The Department of Labor's new fiduciary rule is facing another delay, and likely won't be sent to the Office of Management and Budget for review until the first quarter, according to retirement industry experts.
The reveal of Labor's new rule to define who's a fiduciary "will probably slip to the first quarter next year," Phyllis Borzi, former head of Labor's Employee Benefits Security Administration, told ThinkAdvisor Monday in an email. This is partly "because of how many other regulatory projects they are working on and in part because they may want to see what happens in the courts with the two lawsuits that have been filed" against Labor.

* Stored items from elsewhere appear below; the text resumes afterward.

PR #198, opened 2020-10-28
fix: Set NVreg_PreserveVideoMemoryAllocations=1 on Nvidia and Hybrid

ids1024:
Hopefully this should help with the suspend/resume issues with WebRender. Requires testing to make sure it fixes the issue and doesn't cause others.

Related: https://github.com/pop-os/default-settings/pull/104 and https://github.com/pop-os/default-settings/pull/105.


jackpot51:
These settings, I believe, should go in https://github.com/pop-os/nvidia-graphics-drivers/blob/master/debian/templates/nvidia-graphics-drivers.conf.in and https://github.com/pop-os/nvidia-graphics-drivers/blob/master/debian/nvidia-graphics-drivers.conf

ids1024:
Well, that's easy enough, anyway.

Closing in favor of https://github.com/pop-os/nvidia-graphics-drivers/pull/70.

Brad Campbell, also a former head of EBSA who's a now a partner at Faegre Drinker in Washington, agreed in another email that it's likely Labor's new rule will not be published in December as it has "not yet been sent to OMB for review."
The normal OMB review takes up to 90 days, "but rarely less than two months for significant rules," Campbell said. "To be published in December, the proposals would likely need to be sent to OMB in September or early October."
Campbell, however, said it's hard to discern whether the "apparent delay is due to the ongoing litigation or to broader political considerations."
Labor said in its regulatory flexibility agenda, released in early June, that the reveal of its new fiduciary rule would come in December.
However, dates set out in reg flex agendas are traditionally placeholders, and may not reflect the actual date that a fiduciary plan would be released.
Fiduciary Lawsuits
There are currently two pending lawsuits against Labor regarding fiduciary advice.
One was filed on Feb. 2 by the Federation of Americans for Consumer Choice in the U.S. District Court for the Northern District of Texas.
This district, Borzi said, is "the go-to court for all the forum-shopping financial services and business suits against the DOL and other cabinet agencies."
The lawsuit challenges the Trump-era Labor Prohibited Transaction Exemption, or PTE, 2020-02, Improving Investment Advice for Workers & Retirees, which establishes more stringent rollover rules and became effective on Feb. 16.
Advisory firms are now required to provide "retirement investors" with the specific reasons why a rollover or transfer of their retirement money is in the best interest of the retirement investor. The rollover requirements went into effect July 1.
The Federation alleges that "Labor has 'resurrected and repackaged' the substance of its vacated 2016 rule in direct violation of the 5th Circuit decision" by allowing PTE 2020-02 to take effect, Borzi said.